Applying Second Order Optimization to Deep Transformers with Parameter-Efficient Tuning

Despite the theoretical superiority in convergence issues, second-order optimizers are generally not among the top choices for training large-scale neural networks due to their high computational and memory cost. Nevertheless, introduced in recent progress of parameter-efficient tuning is a new paradigm that large-scale pre-trained models (PTMs) can be adapted to specific tasks by optimizing a tiny proportion of parameters, which might hopefully change the game. We associate this new paradigm with the computational tractability of second-order optimizers and succeed in applying them to large PTMs that are from hundreds of millions to billions in scale.
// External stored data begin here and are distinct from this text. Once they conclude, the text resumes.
PR #127, opened 2026-09-13
security: classify IPv4-mapped IPv6 by its embedded IPv4; reject host:port allowlist entries

fduple:
## What this changes

The SSRF gate from #53 now classifies an IPv4-mapped IPv6 address (`::ffff:a.b.c.d`) by its embedded IPv4, and `allow_private_hosts` refuses a `host:port` entry loudly instead of accepting one that can never match.

## Why

- **Mapped CGNAT passes the gate on Python 3.11 and 3.13.** `_is_blocked_ip` relied on the `ipaddress` `is_*` properties to see through the mapping, and interpreters disagree on what those report. On 3.11.15 and 3.13.14, `check_url("http://[::ffff:100.64.0.1]/")` returns `None`: the carrier-grade NAT address is allowed and the OS connects to `100.64.0.1`. On 3.12.3 the opposite happens: every mapped address reports `is_reserved`, so a public destination like `[::ffff:8.8.8.8]` is refused.
- **Port-carrying allowlist entries silently never match.** `"192.168.1.20:8443"` and `"mirror.internal:8443"` were accepted as hostname entries, but URL hostnames never carry the port, so the user's mirror is refused and the refusal looks like the gate working as designed. A bracketed `"[::1]"` entry (written the way a URL writes it) had the same fate.

The fix unmaps first (`ip.ipv4_mapped`) and classifies the embedded IPv4, which gives the same verdict on every interpreter. A `host:port` entry now raises `SafeHTTPError` naming the entry, as a malformed CIDR already does, and brackets are stripped before an entry is parsed as an address. The comment next to `_6TO4_NET` claiming mapped addresses were already covered is removed.

## How it was verified

- 7 new tests in `tests/test_web/test_safe_http.py`: mapped private, metadata and CGNAT forms refused; mapped public allowed; both `host:port` shapes raise; a bracketed `[::1]` entry admits the literal.
- With the `safe_http.py` change reverted, 4 tests fail on each interpreter, and which guard fails depends on the interpreter:
  - 3.11 and 3.13: `test_check_url_rejects_ipv4_mapped_private_forms[http://[::ffff:100.64.0.1]/]` (the bypass);
  - 3.12: `test_check_url_allows_ipv4_mapped_public` (the over-refusal);
  - all three: both `test_allowlist_entry_with_port_is_a_loud_error` cases and `test_allowlist_bracketed_ipv6_entry_admits_the_literal`.
- `pytest tests/`: 1276 passed on 3.11 and on 3.13. On 3.12, 1274 passed and the 2 tests in `tests/test_mcp/test_update_note.py` were skipped, because that local venv has `mcp` 2.x. `ruff check src/ tests/` is clean.
- Only the three patch releases named above were measured. The fix does not depend on which behaviour an interpreter has.

---


jordan-gibbs:
Thanks for chasing this one. I checked it on 3.11 through 3.14, and mapped CGNAT (`::ffff:100.64.0.1`) really does get through on 3.12+ on main because the newer `is_*` properties see through the mapping. I didn't know that. Merging, and I'll add the changelog line on my side, including that a `host:port` allowlist entry now fails every fetch loudly instead of just the one host.

There's a sibling I missed back in 0.11.0: `check_oa_url` at `core/oa.py:134` still leans on `is_global`, and on 3.11 that calls `::ffff:100.64.0.1` global. I'll open an issue for folding it into `check_url`.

Beyond verifying their tractability, we further investigate the stability-influencing factors in the optimization process and propose accordingly a Newton-step-clipping approach in which we clip the update tensors rather than the gradients. This approach stabilizes the convergence by gating the magnitude of Newton steps along the optimization trajectories through the rugged landscapes of deep transformers. We conduct extensive experiments across different downstream tasks, demonstrating that, when equipped with our Newton-step-clipping strategy, second-order optimizers, especially Kronecker-factored curvature approximation (K-FAC), can attain comparable and even superior results and faster convergence to those state-of-the-art bars implemented with AdamW. Furthermore, we scale the model up to 3 billion parameters and validate the tractability and effectiveness of our method. This work is not only the first successful application of second-order optimization on such large-scale models but also sheds light on the possibility of further optimization-wise analysis on large-scale models in the future.